The thing that concerns me the most about your post is that the REx would not come on reliably. Obviously this is a huge concern for US spec cars, which from the factory, will only activate the REx when 5% battery remains. I can only imagine what a heapload of trouble I'd be in if I had run the battery down to 5% charge (4 miles?) and the REx wouldn't come on!
 
amcdonal86 said:
The thing that concerns me the most about your post is that the REx would not come on reliably. Obviously this is a huge concern for US spec cars, which from the factory, will only activate the REx when 5% battery remains. I can only imagine what a heapload of trouble I'd be in if I had run the battery down to 5% charge (4 miles?) and the REx wouldn't come on!


It seems the only difference besides charging ports between the European and North American i3s is the coding.

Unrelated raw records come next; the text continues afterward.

PR #592, opened 2025-11-28
collect: add command line to the startup event

vlrpl:
RFC only to double-check for potential objections.
This is normally useful when:

-  the capture is performed by a third party
-  when captures are revisited after a long time

### DIFF
--- a/retis-events/src/common.rs
+++ b/retis-events/src/common.rs
@@ -15,6 +15,8 @@ pub struct MachineInfo {
 pub struct StartupEvent {
     /// Retis version used while collecting events.
     pub retis_version: String,
+    /// Expanded command line used to invoke the application.
+    pub cmdline: String,
     /// CLOCK_MONOTONIC offset in regards to local machine time.
     pub clock_monotonic_offset: TimeSpec,
     /// Machine information retrieved while collecting events.
@@ -26,6 +28,8 @@ impl EventFmt for StartupEvent {
         let sep = if d.multiline { "\n" } else { " " };
 
         write!(f, "Retis version {}", self.retis_version)?;
+
+        write!(f, "{sep}Command line {}", self.cmdline)?;
 
         write!(
             f,
--- a/retis/src/cli/cli.rs
+++ b/retis/src/cli/cli.rs
@@ -172,6 +172,9 @@ pub(crate) struct MainConfig {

On the ride back the REx was reliable - the issue with the initial trip and the REx not engaging (and having to do the manual fuel door release) appears to have been linked to the bad Fuel Pressure sensor that seems almost a common issue for the 2015s.

Would I recommend doing a long road trip in this car again...not really....not so much of reliability concerns...more so general seat comfort after several hours and having to stop every 80-90 minutes to refuel gets old...
 
The fuel tank size is different between the USA and many other countries (coding only, the tank is the same), as is the plug, but the actual charging interlock/protocols are the same. One additional potential difference is that in some areas, they have a 3-phase input for the acv.